L’expédition AKOR a ensuite mis les voiles en direction de Pangnirtung, pour près de trois semaines de navigation à travers la baie et le détroit d’Hudson. L’équipage a finalement mis pied à terre le 26 août pour entreprendre la dernière partie en randonnée dans la vallée Akshayuk, et d’achever ce grand voyage au nord du cercle polaire.
Une arrivée riche en émotions après des mois de préparation et de traversée. «Il y a eu une grosse boule d’émotions au bout du périple», reconnait Nicolas Roulx. «Nous n’avons pas eu beaucoup de temps pour nous préparer. Je me suis gravement blessé à la jambe au retour de notre précédente expédition. Il y avait beaucoup d’incertitudes. Personne n’était capable de me dire quelles seront les séquelles. Ce n’était vraiment pas gagné, mais j’ai vraiment voulu y arriver, j’ai tout fait pour.»
Pour Catherine Chagnon, qui réalisait sa toute première grande expédition en totalité, la fierté domine : «Je me suis découvert de nouvelles capacités. Je suis tellement fière. C’était beaucoup de gestion d’équipement durant la préparation. C’est vraiment toute la complexité qui m’a marqué dans cette aventure.»

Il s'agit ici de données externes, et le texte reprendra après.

PR #741, opened 2017-05-17
Qt: Resolve -Wreorder warnings

lioncash:
Resolves some trivial -Wreorder warnings. I can also expand the scope of this PR to use C++11 in-class initialization where (reasonably) possible in the Qt code for cases where members are initialized with constant literal values, if that's more preferable (which has a benefit of getting rid of ifdefs in cpp file initializer lists in some cases).


endrift:
Wait, is -Wreorder not in -Werror -Wextra?

waddlesplash:
Using C++11 in-class initialization for anything set to a literal sounds like a good idea to me.

endrift:
I didn't realize C++11 added that; I am very strongly in favor of using it when possible.

lioncash:
> Wait, is -Wreorder not in -Werror -Wextra?

Now that you say that I was curious, I checked GCC's [diagnostics](https://gcc.gnu.org/onlinedocs/gcc/Warning-Options.html) page and it turns out -Wall enables it, but in clang's case it's only enabled with [-Wmost](https://github.com/llvm-mirror/clang/blob/master/include/clang/Basic/DiagnosticGroups.td#L684) (or explicitly declaring it).

> I didn't realize C++11 added that; I am very strongly in favor of using it when possible.

Alright, cool, I'll update the PR in a bit then.

endrift:
s/-Werror/-Wall/ that is, but uh, it looks like -Wall includes -Wmost. https://github.com/llvm-mirror/clang/blob/master/include/clang/Basic/DiagnosticGroups.td#L725 Weird.

lioncash:
> but uh, it looks like -Wall includes -Wmost. 

Whoops, I missed that, my bad. That's even weirder, since I don't get warnings about it when building on macOS.

lioncash:
Alright, I did a pass over the Qt stuff, let me know if there's anything out of place or if you want other members to have initializers in the class body that didn't have them in their class' initializer list whenever you have the time to review it.

I kept the reorder change commit and the in-class initialization change commit separate for the time being to make it nicer to review, but I can squash them if that's preferable after addressing anything that may come up.

src/platform/qt/GameController.cpp
```diff
@@ -39,41 +39,11 @@ using namespace std;
...
-	, m_wasPaused(false)
-	, m_audioChannels()
-	, m_videoLayers()
-	, m_autofire{}
-	, m_autofireStatus{}
-	, m_stateSlot(1)
-	, m_backupLoadState(nullptr)
-	, m_backupSaveState(nullptr)
 	, m_saveStateFlags(SAVESTATE_SCREENSHOT | SAVESTATE_SAVEDATA | SAVESTATE_CHEATS | SAVESTATE_RTC)
 	, m_loadStateFlags(SAVESTATE_SCREENSHOT | SAVESTATE_RTC)
```
endrift: Any reason these weren't moved? Those are C enum values, so I'd imagine you can use them as-is.

src/platform/qt/GameController.cpp
```diff
@@ -39,41 +39,11 @@ using namespace std;
...
-	, m_logLevels(0)
-	, m_gameOpen(false)
-	, m_vf(nullptr)
-	, m_useBios(false)
-	, m_override(nullptr)
 	, m_audioProcessor(AudioProcessor::create())
-	, m_pauseAfterFrame(false)
-	, m_sync(true)
 	, m_videoSync(VIDEO_SYNC)
 	, m_audioSync(AUDIO_SYNC)
```
endrift: Any reason these weren't moved? Those are constexpr (IIRC).

src/platform/qt/KeyEditor.cpp
```diff
@@ -16,10 +16,6 @@ using namespace QGBA;
 
 KeyEditor::KeyEditor(QWidget* parent)
 	: QLineEdit(parent)
-	, m_key(-1)
-	, m_axis(-1)
-	, m_hat(-1)
-	, m_button(false)
 	, m_direction(GamepadAxisEvent::NEUTRAL)
 	, m_hatDirection(GamepadHatEvent::CENTER)
```
endrift: Enums again, IIRC, although in a different h file, so that might cause include woes.

src/platform/qt/ShortcutController.cpp
```diff
@@ -555,8 +552,8 @@ ShortcutController::ShortcutItem::ShortcutItem(QAction* action, const QString& n
 ShortcutController::ShortcutItem::ShortcutItem(ShortcutController::ShortcutItem::Functions functions, int shortcut, const QString& visibleName, const QString& name, ShortcutItem* parent)
 	: m_action(nullptr)
```
lioncash: I'm a dingus and missed these (will address alongside everything else that gets flagged down, if any).

src/platform/qt/GameController.cpp
lioncash: These would require including the serialization header in the header file and wasn't sure if you would want that (more files need to recompile if a change is made in the serialization header), rather than one cpp file. This was also my reasoning for the ones below as well. Do you still want me to move them there anyway?

src/platform/qt/GameController.cpp
lioncash: Good catch, I'll move these over.

src/platform/qt/GameController.cpp
endrift: Yeah, as I said in the next comment, I realized your reasoning. Let's leave this one be.

lioncash:
Whoops, forgot to mention that I've resolved everything that was pointed out; sorry about that. (I forget if Github even sends notifications via email on new force pushes, in which case ignore this if it does).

Documenter la croissance des arbres et le changement climatique
Mener une telle expédition dans des territoires nordiques et isolés est une bonne occasion pour faire avancer la recherche scientifique. Catherine Chagnon, chercheuse en sciences forestières, et Guillaume Moreau, professeur au Département des sciences du bois et de la forêt de l’Université de Laval, ont pu collecter des échantillons de bois sur les épinettes à la limite nordique des arbres.
«L’objectif est de mesurer comment la forêt boréale s’adapte aux variations du climat. On prélève des carottes dans les arbres et mesure leur croissance grâce aux cernes.»
Est-ce que les températures de plus en plus chaudes repousseraient cette limite des arbres plus au nord? «C’est un écosystème qui est assez complexe. On pourrait croire que les forêts pousseraient plus vite avec le réchauffement. Ce n’est pas nécessairement le cas», répond la chercheuse, et d’ajouter que l’instabilité climatique et les événements extrêmes tels que les sécheresses ou les coups de gel tardifs ont une grande influence sur la croissance des arbres.
Après quelques jours de repos à Qikiqtarjuaq, le duo a regagné le Sud. Comme en 2021, des projets de récits et de conférences devraient voir le jour. «Mais on a d’abord beaucoup d’affaires à ranger dans nos appartements», ironise Nicolas, mettant un terme à cette nouvelle et belle histoire nordique.